The reason that this requires a little more thought is that x86–64 processors only really support 8-bit and 32-bit immediate values. They have an Operand Size Override Prefix (0x66u) to let you use 16-bit immediate values but the consensus appears to be that we should avoid using it.
At recompile time we can sign extend the constant immediate value to 32-bits ourselves with the help of this function.

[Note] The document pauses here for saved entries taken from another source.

Issue #292, opened 2017-06-10
Export to Google Sheets


glacials:
With CSV exporting already in place, there's not much more work to export directly to Google Sheets. We should allow linking Google accounts then exporting to a Google Sheets sheet. We can probably make the spreadsheet look a lot prettier if we're not using CSV as a middleman.

PR #465, opened 2018-10-26
Google linking and sign in; username changes

### LINKED ISSUE #396: Twitchless accounts

glacials:
Adds Google sign in and account linking. Fixes #396.

This branch lets you disconnect your Twitch account if you have a Google account linked, and vice versa. You cannot disconnect both.

This branch is a stepping stone to completely linkless accounts (username+password, and/or email-based passwordless authentication). Adding a second type of link brought all the issues with Splits I/O accounts being strictly backed by Twitch accounts to the surface without the complexity of doing linkless at the same time. I chose Google over something else because of #292.

Because accounts aren't necessarily backed by Twitch accounts anymore, we can't rely on someone else to guarantee username uniqueness, formatting, or a reasonable initial value. So this branch also adds case-insensitive uniqueness in the database, a regex check for usernames, and a "change username" section to `/settings`.

There are two liberties I took in this branch that I think are correct, but are worth bringing up: to automatically remove old links in the face of new conflicting ones, and to automatically create links based on proof of email ownership. For example:

Initial state:
- Alice has a Google account with email mynameisalice@gmail.com
- Alice has a Twitch account with email alice@yahoo.com
1. Alice signs in with Google
2. Alice signs out
3. Alice signs in with Twitch (which creates a new Splits I/O account)
4. Alice links her new account to Google
Splits I/O will remove her previous link and create this new one,
orphaning her old account.

Initial state:
- Bob has a Google account with email bob@gmail.com
- Bob has a Twitch account with email bob@gmail.com
1. Bob signs in with Google
2. Bob signs out
3. Bob signs in with Twitch
Splits I/O will associate the Twitch link with his old account
implicitly, signing him into the same account instead of making a new
one.

There's still some todos below I want to solve, but initial feedback would be helpful.

TODO:
- [ ] Fix tests
- [ ] Solve username conflicts on sign up and username change (currently 500s)
- [ ] Add messaging like "link to Twitch first" for rivals pages
- [ ] Add messaging like "link to Twitch first" for follows (or not)
- [ ] Make sure avatars work sanely (Gravatar? Maybe later)
- [ ] Fix detailed comparison page, which I believe always tries to link to Twitch in the tips section
- [ ] Add tests


Makefile
```diff
@@ -19,6 +19,7 @@ endif
 
 build:
 	$(docker-compose) build
+	docker-compose run web bash -c "bundle exec rails db:migrate && bundle exec rails db:seed"
```
BatedUrGonnaDie: This should probably use `$(docker-compose)` and not just `docker-compose`.  Running seed from the build command though can lead down a tricky slope with duplicate entries if we're not careful.

app/models/google_user.rb
```diff
@@ -0,0 +1,53 @@
...
+    google_user
+  end
+
+  def avatar
+    URI.parse(self[:avatar]).tap do |uri|
+      uri.scheme = 'https'
+    end.to_s
+  end
+
+  def sync!
```
BatedUrGonnaDie: This sync method seems to check from twitch not from google.  If this is intended then it could be moved to a concern to DRY up some code.

app/models/google_user.rb
```diff
@@ -0,0 +1,53 @@
...
+      email:                   auth.info.email,
+      avatar:                  auth.info.image,
+      url:                     auth.info.urls.google
+    )
+
+    google_user.save
+    google_user
+  end
+
+  def avatar
```
BatedUrGonnaDie: Since this is the same between login models, this could also be in a concern.

app/models/user.rb
```diff
@@ -41,15 +45,23 @@ def self.search(term)
   end
 
   def avatar
-    twitch.avatar
+    if twitch.present?
```
BatedUrGonnaDie: With this and URI, as more login methods are added these checks seem like they would get out of hand a bit quickly.

db/migrate/20181001192951_make_user_names_case_insensitive.rb
```diff
@@ -0,0 +1,12 @@
+class MakeUserNamesCaseInsensitive < ActiveRecord::Migration[5.2]
+  def up
+    enable_extension :citext
+    change_column :users, :name, :citext
+    remove_index :users, :name
+    add_index :users, :name, unique: true
+  end
+
+  def down
+    change_column :users, :name, :text
```
BatedUrGonnaDie: Is there a reason to not put the state of the db back exactly the way it was before?

app/views/layouts/application.slim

uint32_t InstructionImmediateExtended(uint32_t);
Next, we want to be able to add a 32-bit immediate quantity to a 32-bit register. Consulting the Intel manual once more we can then extend our Emitter with
void EmitterX64::AddR32Imm32(uint32_t rm, uint32_t imm32) {
// ADD rm, imm32
const uint8_t rex = Rex(0, 0, 0, rm >> 3u);
const uint8_t mod = ModRM(3u, 0, rm);
buffer.Bytes({ rex, 0x81u, mod });
buffer.DWord(imm32);
}
The EmitAddiu function would then look like
void EmitAddiu(EmitterX64& emitter, R3051& processor, uint32_t opcode) {
// Rt = Rs + Imm
const uint32_t rs = InstructionRs(opcode);
const uint32_t rt = InstructionRt(opcode);
const uint32_t immediate = InstructionImmediateExtended(opcode);
const size_t size = sizeof(uint32_t);
emitter.MovR64Imm64(RDX, processor.RegisterAddress(0));
emitter.MovR32Disp8(RAX, RDX, rs * size);
emitter.AddR32Imm32(RAX, immediate);
emitter.MovDisp8R32(RDX, rt * size, RAX);
}
which loads Rs into RAX and then adds the immediate sign extended quantity to it.

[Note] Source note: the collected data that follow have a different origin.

Issue #272, opened 2017-01-27
Graphs could be smarter


jhobz:
See #271 for info on existing bugs with this graph, which bred the idea for some of these improvements.

# Idea 1: Skipped splits (or, more accurately, the split after a skipped split)
If a segment is skipped in LiveSplit, the next segment will take on the entire length of both parts of the run, obviously. This poses a problem when trying to make conclusions about progress since it can cause wild outliers in the graph.
![image](https://cloud.githubusercontent.com/assets/1765799/22354339/de96789e-e3f2-11e6-8832-41068f0b0a8f.png)
_The final split becomes several minutes longer due to 4 skipped splits before it._

Once problem 2 in #271 is resolved, it should be known if a split was skipped on any given attempt. Because of this, the SHOT graph could make assumptions when it sees a skipped split. In the image above, there may not be much that can be assumed since it's the first attempt, but if a split were to be skipped on a non-first/non-last attempt, the attempts before and after it could be used to average out the lines.
Alternatively, segments that follow a skipped segment (or series of skipped segments) could simply not render a data point on the graph. The graph could either draw a line to connect the previous and next attempts, or the line could remain broken to clearly indicate skipped splits.

# Idea 2: Improvement over real time
This may make more sense as a standalone graph (in fact, it probably would), but the SHOT graph gave me the idea, so I'll include it here. Seeing how your segments have improved over the course of attempts is very interesting and useful to see how progress is going, however, it would also be interesting to see how _quickly_ or _slowly_ that progressed happened over the course of real time. For example, you may improve by _x%_ over 100 attempts, but did those attempts take place in the same day? Same week? Same _year_? Is your first attempt of the day generally worse (or better) than the end of the day? Which month did you see the most improvement? LiveSplit stores the date and time of each attempt's start and finish (or reset); it would be cool to leverage this information. Ideally this info would be leveraged at both the segment and full run levels, which is why it may make more sense to integrate into the existing RDOT and SHOT graphs via some sort of toggle. Personally, my guess is that my graph would look like the waves you draw in grade school with my first attempt of each day being significantly worse than my last of the previous day.

# Idea 3: Regression lines
This one's kinda iffy, but regression curves could be applied to the RDOT & SHOT graphs. Would probably only make sense if there are more than some arbitrary high number of data points.

# Idea 4: Resets per Split should make assumptions about which split _caused_ the reset
[...]

PR #471, opened 2018-11-15
Patreon Reward: Amount of Practice until PB chart

### LINKED ISSUE #453: New Graphs: "Attempts Before PB" and/or "Playtime Before PB"
We have a run duration over time graph to show how you're improving, but it would be cool to have a graph that shows you how _long_ each of those improvements is taking you, in hours played or # attempts. This could also lead up to a prediction like

> Based on your history, you should PB within _n_ more attempts.

or

> Based on your history, you need about _n_ more hours of practice before you'll PB.

I like the latter more, but for many runners most practice takes place outside of runs so it might not be as objectively useful.

glacials:
Adds a new feature for $4/month and up patrons, since all they had was the gold username thingy, and it's the most popular tier :D

This is an "effort to PB" chart, including polynomial regression to predict future performance. The chart activates if the _owner_ of the splits passes the patron check.

screen shot 2018-11-14 at 5 04 05 pm

Closes #453. Addresses some parts of #272. Moves all stats page graphs to the run page.

cc @jhobz


app/javascript/graphs/pb_graph.js
```diff
@@ -3,7 +3,7 @@ import Exporting from 'highcharts/modules/exporting'
 Exporting(Highcharts)
 
 const build_pb_graph = function(run) {
-  if ($('#pb-graph-highchart').length === 0) {
+  if ($('#pb-graph').length === 0) {
```
BatedUrGonnaDie: Other graphs removed jQuery selectors, this should as well.

app/javascript/packs/application.js
```diff
@@ -9,7 +9,9 @@
 
 import "jquery"
 import "jquery-ujs"
+import PolynomialRegression from "../../../node_modules/js-polynomial-regression/dist/PolynomialRegression"
```
BatedUrGonnaDie: Instead of importing this as global, it should be instead imported into the files that need it.  The reason I imported all these to global was so that non-webpack js that was still served through the asset pipeline would continue working while the js was slowly transitioned.  It seemed to be a common approach to moving off sprockets for the js.

package.json
```diff
@@ -15,7 +15,9 @@
     "jquery-ujs": "^1.2.2",
     "jquery.turbolinks": "^2.1.0",
     "js-cookie": "^2.2.0",
+    "js-polynomial-regression": "^0.9.0",
     "moment": "^2.20.1",
+    "moment-duration-format": "^2.2.2",
```
BatedUrGonnaDie: I'm so glad someone made this finally instead of having to hack around with moment objects.

app/models/run.rb
```diff
@@ -159,6 +159,22 @@ def publish_aging
     publish_age_every(:day, 30)
   end
 
+  def playtime_between_pbs
```
BatedUrGonnaDie: Is this method called anywhere?

app/javascript/packs/application.js
glacials: Actually I didn't end up using this dependency, so I'll remove it. But when I was trying to use it, I was running into an issue I think due to the location of the dist. webpacker was giving me errors that it couldn't be found when importing until I did this. I think I just don't understand webpack or webpacker at all.

app/models/run.rb
glacials: Oops nope, leftover from before I decided to do this in JS.

package.json
glacials: Yeah seriously, that was insane. This is so much better.

CryZe:
I feel like the axes should be swapped with the PB time being the Y axis (from low at the bottom to high on the top) and then the Total Playtime on the X axis.

glacials:
Very good point! That would probably look a lot less insane than this with the reversed axis. I'll make the change!

glacials:
Looks like polynomial regression doesn't quite work for this chart type when flipped: 🙃 

screen shot 2018-11-14 at 10 42 48 pm

Logarithmic regression works well:

screen shot 2018-11-14 at 10 44 55 pm

but the `highcharts-regression` library doesn't have support for extrapolation on logarithmic regressions. I've opened https://github.com/streamlinesocial/highcharts-regression/pull/84 which implements it, so I'll let this PR sit for a short time for that to be reviewed / merged if the author chooses. If not I'll copy the raw changes over here.

Here's what it will look like with the fix:

screen shot 2018-11-14 at 10 45 45 pm

jhobz:
Was reading up on this over on the Patreon, didn't notice the cc 😄 . My only suggestion was gonna be the axes swap, so glad that already got done! I'm worried that the regression line in those screenshots doesn't seem to plateau as much as the data suggests, though that may just be due to a lack of data points. Are segment histories factored in at all, or simply PB times? A more accurate representation of what you're going for may be something like Life Playtime vs. Average difference between segment length and PB segment (i.e. you're likely to PB when your average segment times become _y_ amount better than PB, which is likely to happen around _x_ hours)? That's probably overthinking it though haha.

Either way, neat! Always excited to see more patron rewards.

glacials:
This is just based on PB times, but that's a really good idea to look at specific segment improvements. I'll look at upgrading this (or making a second graph?) in that direction a bit later!

glacials:
My PR in the regression library hasn't received any comments yet, so I'll just hardcode the changes into our vendored copy and upgrade if it ever gets merged.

Now that we can finally recompile more than one type of instruction it would be perhaps helpful to have a function like
void Emit(EmitterX64& emitter, R3051& processor, uint32_t opcode) {
switch (InstructionOp(opcode)) {
case 0x00: switch(InstructionFunction(opcode)) {
case 0x21: return EmitAddu(emitter, processor, opcode);
case 0x23: return EmitSubu(emitter, processor, opcode);
default:
break;
}
case 0x09: return EmitAddiu(emitter, processor, opcode);
default:
break;
}
}
to decode the instruction types and dispatch them to the appropriate recompilation method. This looks very much like the interpreter loop we presented all the way back in Part 1.
Conclusion
In this article we implemented two versions of the ADDU instruction and discussed their shortcomings.
We also drew attention to the fact that our naive and somewhat forgetful implementation could be improved upon by using Register Allocation.
Finally, we implemented two other instructions SUBU and ADDIU by building upon what we learned.
In the next part we’ll implement the ADD instruction and talk about MIPS exceptions.